»»

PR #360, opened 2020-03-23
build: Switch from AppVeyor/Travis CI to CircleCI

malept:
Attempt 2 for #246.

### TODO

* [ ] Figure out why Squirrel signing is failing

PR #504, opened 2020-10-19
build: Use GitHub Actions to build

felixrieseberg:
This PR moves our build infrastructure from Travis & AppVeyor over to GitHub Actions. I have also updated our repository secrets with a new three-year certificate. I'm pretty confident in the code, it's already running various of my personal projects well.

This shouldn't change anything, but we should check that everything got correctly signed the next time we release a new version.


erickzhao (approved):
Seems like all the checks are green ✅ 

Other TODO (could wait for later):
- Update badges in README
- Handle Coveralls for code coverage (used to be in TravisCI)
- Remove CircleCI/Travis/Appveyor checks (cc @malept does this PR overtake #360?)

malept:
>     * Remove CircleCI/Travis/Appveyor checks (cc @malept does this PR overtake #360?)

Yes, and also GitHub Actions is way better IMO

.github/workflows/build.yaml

««
»»

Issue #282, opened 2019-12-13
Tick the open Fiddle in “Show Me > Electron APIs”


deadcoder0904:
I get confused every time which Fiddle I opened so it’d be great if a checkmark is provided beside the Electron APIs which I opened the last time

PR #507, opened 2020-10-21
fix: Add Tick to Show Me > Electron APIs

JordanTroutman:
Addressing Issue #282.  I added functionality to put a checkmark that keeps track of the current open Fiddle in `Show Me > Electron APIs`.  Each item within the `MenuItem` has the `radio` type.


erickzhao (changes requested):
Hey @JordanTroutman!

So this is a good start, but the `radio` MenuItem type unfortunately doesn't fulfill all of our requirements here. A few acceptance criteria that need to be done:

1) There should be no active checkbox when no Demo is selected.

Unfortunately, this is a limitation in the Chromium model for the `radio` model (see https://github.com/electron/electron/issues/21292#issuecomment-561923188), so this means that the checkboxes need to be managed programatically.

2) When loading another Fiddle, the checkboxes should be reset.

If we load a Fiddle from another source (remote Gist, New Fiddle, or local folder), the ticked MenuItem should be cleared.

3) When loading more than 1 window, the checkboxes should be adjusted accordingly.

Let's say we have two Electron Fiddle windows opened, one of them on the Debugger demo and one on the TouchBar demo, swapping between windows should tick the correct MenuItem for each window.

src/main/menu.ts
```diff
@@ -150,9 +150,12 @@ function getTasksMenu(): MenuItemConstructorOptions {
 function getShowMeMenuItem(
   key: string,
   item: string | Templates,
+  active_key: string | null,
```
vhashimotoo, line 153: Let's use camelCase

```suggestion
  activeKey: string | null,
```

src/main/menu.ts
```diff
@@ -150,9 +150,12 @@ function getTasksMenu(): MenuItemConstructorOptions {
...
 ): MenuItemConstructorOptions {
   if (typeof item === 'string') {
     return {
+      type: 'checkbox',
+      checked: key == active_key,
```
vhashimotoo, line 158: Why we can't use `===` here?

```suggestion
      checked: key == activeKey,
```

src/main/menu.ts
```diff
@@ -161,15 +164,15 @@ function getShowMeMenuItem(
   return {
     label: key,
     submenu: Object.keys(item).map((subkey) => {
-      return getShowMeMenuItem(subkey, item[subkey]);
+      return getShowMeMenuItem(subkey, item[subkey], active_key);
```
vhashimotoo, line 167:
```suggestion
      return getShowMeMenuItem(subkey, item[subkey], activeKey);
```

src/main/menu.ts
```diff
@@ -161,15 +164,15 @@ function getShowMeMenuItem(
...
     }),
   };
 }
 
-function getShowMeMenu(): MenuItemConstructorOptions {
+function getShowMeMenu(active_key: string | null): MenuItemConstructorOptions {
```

««

DIRECTIONS FOR THIS TASK:
The lines to copy are those in the listing that contain "CircleCI".

REPLY TO THE TASK:
build: Switch from AppVeyor/Travis CI to CircleCI
- Remove CircleCI/Travis/Appveyor checks (cc @malept does this PR overtake #360?)
>     * Remove CircleCI/Travis/Appveyor checks (cc @malept does this PR overtake #360?)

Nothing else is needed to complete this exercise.